[ODE] movement force conversion
SJS
ode at pulsecode.net
Tue Apr 12 05:30:21 MST 2005
Piotr has his formulas right from what I see--
new_ang_vel = (new_angle - old_angle) / delta_time
(radians/sec) = (radians - radians) / sec == radians/sec
This is assuming constant velocity over the time step (or we're using an
appropriate Euler integrator, anyway).
So if we have an initial velocity v[0] and we want a final velocity v[1]
such that we get to the new angle within this time step:
v[1] = 'new_ang_vel' from above
v[0] = body->get_angle_vel (); (as Piotr did)
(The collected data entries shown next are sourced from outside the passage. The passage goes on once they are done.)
PR #1787, opened 2022-01-14
Reorganize new variable descriptor code to improve consistency

yurloc:


optaplanner-core/src/main/java/org/optaplanner/core/impl/domain/variable/descriptor/BasicVariableDescriptor.java
```diff
@@ -27,10 +27,18 @@
     private boolean chained;
     private boolean nullable;
 
+    // ************************************************************************
+    // Constructors and simple getters/setters
```
yurloc, line 31: Remove getters/setters part.

yurloc: No, it's truthful. What should be done instead is to move getters to the bottom but that's out of scope of this PR.

PR #1870, opened 2022-03-06
Enable FilteringEntitySelector to support list iterator

artysidorenko:
Hello 👋 

I ran into difficulties benchmarking with a dataset that included pinned entities, and came to learn the cause was I couldn't run `VARIABLE_NEIGHBORHOOD_DESCENT` with pinned entities, because [FilteringEntitySelector#listIterator](https://github.com/kiegroup/optaplanner/blob/32b4fb0ad0ccc13f72ac940a9709c15db1bdd9e0/core/optaplanner-core-impl/src/main/java/org/optaplanner/core/impl/heuristic/selector/entity/decorator/FilteringEntitySelector.java#L123-L126) had not yet been implemented.

I was interested in the internals so had a stab at doing this by extending the existing [UpcomingSelectionIterator](https://github.com/kiegroup/optaplanner/blob/32b4fb0ad0ccc13f72ac940a9709c15db1bdd9e0/core/optaplanner-core-impl/src/main/java/org/optaplanner/core/impl/heuristic/selector/common/iterator/UpcomingSelectionIterator.java) into a new class that could also iterate backwards, and using that in the implementation.

Updated unit tests to include this, though wasn't sure if you guys would want a more comprehensive integration test as well? e.g. could add some pinned entities into the tennis example [here for instance](https://github.com/kiegroup/optaplanner/blob/32b4fb0ad0ccc13f72ac940a9709c15db1bdd9e0/optaplanner-examples/data/tennis/unsolved/munich-7teams.xml#L174), and run one of the tennis tests with variable descent to check it all works end-to-end, if that's advisable.

Let me know if there's any questions or feedback, or if there's other reasons I missed for why this can't/shouldn't be supported.

### JIRA

Was not explicitly dealing with a JIRA ticket, though I came across this one that's related: https://issues.redhat.com/browse/PLANNER-196 (status "won't fix")

### DIFF
--- a/core/optaplanner-core-impl/src/main/java/org/optaplanner/core/impl/heuristic/selector/common/iterator/UpcomingSelectionListIterator.java
+++ b/core/optaplanner-core-impl/src/main/java/org/optaplanner/core/impl/heuristic/selector/common/iterator/UpcomingSelectionListIterator.java
@@ -1,0 +1,96 @@
+/*
+ * Copyright 2012 Red Hat, Inc. and/or its affiliates.
+ *
+ * Licensed under the Apache License, Version 2.0 (the "License");
+ * you may not use this file except in compliance with the License.
+ * You may obtain a copy of the License at
+ *
+ *      http://www.apache.org/licenses/LICENSE-2.0
+ *
+ * Unless required by applicable law or agreed to in writing, software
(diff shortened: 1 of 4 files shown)


triceo:
Thank you for the PR! Someone will hopefully review it soon.
Ok to test.

PR #1886, opened 2022-03-22
Align meetingscheduling constraint provider with DRL

triceo:
- Every time `calculateOverlap(...)` is used, a non-null startingTimeGrain is required.
- Using a filtered nested stream is preferrable to using a filtering joiner.


rsynek (approved):
LGTM; please consider enhancing the constraint provider tests as these changes went unnoticed.

PR #1934, opened 2022-04-11
PLANNER-2674 Override logback-test in modules that would otherwise inherit them

triceo:
In a Maven build, we exclude logback-test.xml from JARs.
Therefore, each module needs to bring its own.
This may result in IDE warnings about duplicate configs, because IDEs typically do not use this Maven JAR plugin config.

assuming constant acceleration (or Euler integrator again),
v[1] = v[0] + aa[0]*dt --> aa[0] = (v[1] - v[0])/delta_time
(there's the 2nd 'delta_time')
and units match--
(rad/sec) = (rad/sec) + (rad/sec^2)*sec == rad/sec
And just as F=m*a, T=I*aa (I := inertia tensor, and aa := angular
acceleration)
Your coordinate frame is important here-- including that of your inertia
tensor. Since you're using ODE, all of these variables are probably in the
world frame, so you're OK. If you're animating a hierarchical skeleton,
some of your animation will likely be local frames of the bones. Just
remember (or look in to) coordinate frame transforms-- (R^-1)*M*(R) and
such.
Now whether his plan will work or not-- hehe, that's harder to answer. The
above equations use the instantaneous angular velocity, assume lots of
things, and will only be perfectly reversible if the integrator in ODE is
the appropriate kind of euler integrator (backwards, forwards, whatever). I
say 'whatever' because I don't care much (not because I'm a jerk, but)
because I'm pretty sure the results won't be nearly perfect enough anyway,
so you'll need something to compensate for accumulated errors from your
animation and/or collisions, joints, etc.
You COULD figure out which integrator is used and match everything
perfectly, but you'll end up with something that only works for an ideal
case with no perturbations-- basically about as stable as an inverted
pendulum (maybe only good for a single body with no collisions or joints).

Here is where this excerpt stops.